At least 40 people were killed and many others were feared to be trapped when scaffolding collapsed at a power plant construction site in eastern China, state media reported.
A work platform at the plant’s cooling tower being built in the city of Fengcheng in Jiangxi province came crashing down at about 7.30am local time, an official with the local Work Safety Administration said.
He put the confirmed death toll at 22 but the official Xinhua News Agency and state broadcaster CCTV said that figure had risen to at least 40 by midday.
Xinhua said an unknown number of others were still trapped in the debris. Around 70 people were working at the site when the accident happened, according to local media reports.
About 200 rescue workers, aided by search dogs, were on site digging through the debris with their bare hands, according to a state television report which showed iron pipes, steel bars and wooden planks strewn across the floor of the massive concrete cooling tower.
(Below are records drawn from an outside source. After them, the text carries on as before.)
PR #28, opened 2025-04-02
feat(contracts): 🚀 Implement deployment scripts for all contracts

ffarall:
In this PR:
1. Implement deployment script for all contracts involved. This includes
    1. EigenLayer core contracts.
    2. Snowbridge contracts.
    3. Our custom contracts to interact with both protocols.
4. Update README to document functionalities of `contracts` directory.

Future work:
1. Deployment of EigenLayer contracts should be conditional, as we wouldn't deploy them in testnet or mainnet, but we would do it in an internal stagenet.
5. Cleaning up unused smart contracts.


contracts/config/anvil.json
```diff
@@ -0,0 +1,52 @@
+{
```
timbrinded, line 1: Is there any write up on which of these values are important and what are boilerplate?

contracts/deployments/.gitkeep
```diff
@@ -0,0 +1 @@
+
```
timbrinded: what's this?

contracts/deployments/anvil.json
```diff
@@ -0,0 +1 @@
+{"network": "anvil","BeefyClient": "0x56fC17a65ccFEC6B7ad0aDe9BD9416CB365B9BE8","AgentExecutor": "0x2625760C4A8e8101801D3a48eE64B2bEA42f1E96","Gateway": "0xD6b040736e948621c5b6E0a494473c47a6113eA8","ServiceManager": "0xccf1769D8713099172642EB55DDFFC0c5A444FE9","VetoableSlasher": "0x3904b8f5b0F49cD206b7d5AABeE5D1F37eE15D8d","RewardsRegistry": "0x2Dd78Fd9B8F40659Af32eF98555B8b31bC97A351","Agent": "0xC79b5E0144570a8ec0F6634dbe95769c4521f42D","DelegationManager": "0xB06c856C8eaBd1d8321b687E188204C1018BC4E5","StrategyManager": "0xaB7B4c595d3cE8C85e16DA86630f2fc223B05057","AVSDirectory": "0xAD523115cd35a8d4E60B3C0953E0E0ac10418309","EigenPodManager": "0x045857BDEAE7C1c7252d611eB24eB55564198b4C","EigenPodBeacon": "0x5133BBdfCCa3Eb4F739D599ee4eC45cBCD0E16c5","RewardsCoordinator": "0x2b5A4e5493d4a54E717057B127cf0C000C876f9B","AllocationManager": "0x413b1AfCa96a3df5A686d8BFBF93d30688a7f7D9","PermissionController": "0x02df3a3F960393F5B349E40A599FEda91a7cc1A7"}
```
timbrinded: should this be gitignored?

contracts/foundry.toml
```diff
@@ -109,7 +109,8 @@
 [rpc_endpoints]
     mainnet = "${RPC_MAINNET}"
     holesky = "${RPC_HOLESKY}"
+    anvil = "http://localhost:8545"
 
-[etherscan]
-    mainnet = { key = "${ETHERSCAN_API_KEY}" }
-    holesky = { key = "${ETHERSCAN_API_KEY}" }
+# [etherscan]
```
timbrinded, line 114: intended?

contracts/src/libraries/MerkleUtils.sol
```diff
@@ -0,0 +1,180 @@
+// SPDX-License-Identifier: UNLICENSED
```
timbrinded, line 1: is this novel or copy paste from somewhere? Should this be unlicensed or MIT

contracts/deployments/.gitkeep
ffarall: It was initially there for git to keep this repo despite not having files. I could remove it now though.

contracts/deployments/anvil.json
ffarall: For Anvil deployment, yeah. The thing is that for other deployments like testnet/mainnet it could be very useful.

contracts/foundry.toml
ffarall: The `forge script` fails otherwise, saying that it didn't find the env var `ETHERSCAN_API_KEY`. I tried to tell it that I didn't care about that variable when running an anvil chain, but no luck. I accept suggestions, I want to deal with this some time in the future.

contracts/src/libraries/MerkleUtils.sol
ffarall: Actually, we should ask MBF what license we should be using. For now I think it is mostly irrelevant. 

cc @stiiifff

contracts/config/anvil.json
ffarall: Good point. Done.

Rescue dogs were seeking to locate survivors or the bodies of victims, while diggers shifted wreckage to the margins of the massive round tower.
China has suffered a series of major industrial accidents over recent months, blamed on corruption, disregard for safety and pressure to boost production amid a slowing economy.
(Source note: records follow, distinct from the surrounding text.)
PR #32, opened 2025-04-07
Add Snowbridge Inbound Queue V2 pallet

ahmadkaouk:
This PR adds the Snowbridge Inbound Queue V2 pallet to the runtime. It also defines bridge primitives, including the message structure for EigenLayer, and introduces the EigenLayerMessageProcessor to handle messages coming from EigenLayer.

### DIFF
--- a/operator/pallets/ethereum-client/Cargo.toml
+++ b/operator/pallets/ethereum-client/Cargo.toml
@@ -86,3 +86,8 @@ try-runtime = [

The head of a logistics company was recently handed a suspended death sentence over a massive explosion at an illegal chemical warehouse in the northern port of Tianjin last year which killed 173 people, most of them firefighters and police officers.
In June 2015, 442 people were killed in the capsize on the Yangtze River of a modified cruise ship blamed on poor decisions made by the captain and crew, while 81 people were killed in December when an enormous, man-made mountain of soil and waste collapsed on nearly three dozen buildings in the southern manufacturing center of Shenzhen.
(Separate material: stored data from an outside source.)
PR #39, opened 2025-04-11
feat: ✨ Relay Validators operator set through Snowbridge

ffarall:
In this PR:
1. Implement application-specific functionalities in the `DataHavenServiceManager` contract:
    1. Registering of 3 operator sets: Validators, BSPs and MSPs.
    2. Allowlisted sign up of operators.
    3. Integration with Snowbridge to send message of new validator set.
2. Basic testing of the above functionalities.
3. Tests now use less mocked contracts (especially from EigenLayer).
4. Refactor of `SignUpOperator` script, which now supports the three kinds of Operator sets.


contracts/script/deploy/DeployLocal.s.sol
```diff
@@ -778,4 +717,113 @@ contract Deploy is Script, DeployParams, Accounts {
...
+        Logging.logStep("DataHaven service registered in AllocationManager");
+
+        // Set the slasher in the ServiceManager
+        vm.broadcast(_avsOwnerPrivateKey);
+        serviceManager.setSlasher(vetoableSlasher);
+        Logging.logStep("Slasher set in ServiceManager");
+
+        // Set the RewardsRegistry in the ServiceManager
+        vm.broadcast(_avsOwnerPrivateKey);
+        serviceManager.setRewardsRegistry(0, rewardsRegistry);
```
TDemeco: Now that we have multiple operator sets, instead of hardcoding the validator set to have ID = 0 here we can use an intermediate variable, just in case we end up changing this ID in the future. Something like:

```suggestion
        serviceManager.setRewardsRegistry(validatorSetOperatorSetId, rewardsRegistry);
```

contracts/script/transact/SignUpOperatorBase.s.sol
```diff
@@ -0,0 +1,164 @@
...
+            linkedToken.approve(address(strategyManager), balanceToStake);
+            strategyManager.depositIntoStrategy(deployedStrategies[i], linkedToken, balanceToStake);
+            vm.stopBroadcast();
+
+            Logging.logStep(
+                string.concat(
+                    "Staked ", vm.toString(balanceToStake), " tokens for strategy ", vm.toString(i)
+                )
+            );
+        }
```
TDemeco, line 102: Maybe we could have more flexibility here instead of deploying capital to all available strategies. Can the run function of the script receive arguments? If so, it could receive the list of indexes of the deployed strategies array to deploy capital into. If not, maybe we could use one of the `vm` functions, inheriting a config contract (similar to our inherit of the `Accounts` contract) or a constructor for that. Same with the amount of capital for each strategy

contracts/src/DataHavenServiceManager.sol
```diff
@@ -1,22 +1,55 @@
...
- * @title DataHaven ServiceManager contract.
- * TODO: For now, it uses the ServiceManagerBase contract as is.
- * TODO: We should add the DataHaven specific logic here.
+ * @title DataHaven ServiceManager contract
+ * @notice Manages validators, backup storage providers (BSPs), and main storage providers (MSPs)
+ * in the DataHaven network
  */
-contract DataHavenServiceManager is ServiceManagerBase {
-    uint256 public number;
+contract DataHavenServiceManager is ServiceManagerBase, IDataHavenServiceManager {
```
TDemeco, line 31: Nice, it's finally taking shape! 💯

contracts/src/DataHavenServiceManager.sol
```diff
@@ -1,22 +1,55 @@
...
+    mapping(address => bool) public validatorsAllowlist;
+    /// @inheritdoc IDataHavenServiceManager
+    mapping(address => bool) public bspsAllowlist;
+    /// @inheritdoc IDataHavenServiceManager
+    mapping(address => bool) public mspsAllowlist;
+
+    IGatewayV2 private _snowbridgeGateway;
+
+    /// @inheritdoc IDataHavenServiceManager
+    mapping(address => bytes32) public validatorAddressToSolochainAddress;
```
TDemeco: Hmmm the naming here might be confusing since both are the validator's addresses, maybe something like:
```suggestion
    mapping(address => bytes32) public validatorEthAddressToSolochainAddress;
```
Although I don't like that either... Feel free to leave it as is, your call

contracts/src/DataHavenServiceManager.sol
```diff
@@ -25,23 +58,308 @@ contract DataHavenServiceManager is ServiceManagerBase {
...
+        OperatorSet memory operatorSet = OperatorSet({avs: address(this), id: VALIDATORS_SET_ID});
+        require(
+            _allocationManager.isMemberOfOperatorSet(msg.sender, operatorSet),
+            CallerIsNotValidator()
+        );
+        _;
+    }
+
+    /// @inheritdoc IDataHavenServiceManager
     function initialize(
```
TDemeco:
```suggestion
    function initialise(
```

contracts/src/DataHavenServiceManager.sol
```diff
@@ -25,23 +58,308 @@ contract DataHavenServiceManager is ServiceManagerBase {
...
+        DataHavenSnowbridgeMessages.NewValidatorSet memory newValidatorSetMessage =
+        DataHavenSnowbridgeMessages.NewValidatorSet({
+            nonce: 0,
+            topic: bytes32(0),
+            payload: newValidatorSetPayload
+        });
+
+        // Return the encoded message
+        return DataHavenSnowbridgeMessages.scaleEncodeNewValidatorSetMessage(newValidatorSetMessage);
+    }
```
TDemeco: Does it make sense for this function to be public or could it be internal? I don't mind it being public since it's gonna be useful for us when testing (and maybe if we at some point have to send manually a validator set update), but ideally if everything works ok I think it could be internal

contracts/src/DataHavenServiceManager.sol
```diff
@@ -25,23 +58,308 @@ contract DataHavenServiceManager is ServiceManagerBase {
...
+            if (!bspsAllowlist[operator]) {
+                revert OperatorNotInAllowlist();
+            }
+        }
+
+        if (operatorSetIds[0] == MSPS_SET_ID) {
+            if (!mspsAllowlist[operator]) {
+                revert OperatorNotInAllowlist();
+            }
+        }
```
TDemeco: This works and is clean but makes it a bit harder to add more operator sets in the future (since we would have to handle them in two places in the code). Something like this would make it a bit easier but I like both ways:
```suggestion
        if (operatorSetIds[0] == VALIDATORS_SET_ID) {
            if (!validatorsAllowlist[operator]) {
                revert OperatorNotInAllowlist();
            }

            // In the case of the Validators operator set, expect the data to have the Solochain address of the operator.
            // TODO: We should have some sort of validation of this address that validators are setting for themselves.
            validatorAddressToSolochainAddress[operator] = bytes32(data);
        } else if (operatorSetIds[0] == BSPS_SET_ID) {
            if (!bspsAllowlist[operator]) {
                revert OperatorNotInAllowlist();
            }
        } else if (operatorSetIds[0] == MSPS_SET_ID) {
            if (!mspsAllowlist[operator]) {
                revert OperatorNotInAllowlist();
            }
        } else {
          revert InvalidOperatorSetId();
        }
```

contracts/src/interfaces/IDataHavenServiceManager.sol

Construction on the 1,000-megawatt coal-fired unit in Fengcheng began in late 2015 and was expected to finish in November 2017.
In recent weeks Chinese officials have sent mixed signals about the future of coal in the country’s energy production.
Although Beijing has vowed to solve a looming problem of power oversupply, economic planners said earlier in November that they intend to boost coal power generation capacity by a fifth over the next five years, or the equivalent output of hundreds of new coal-fired plants.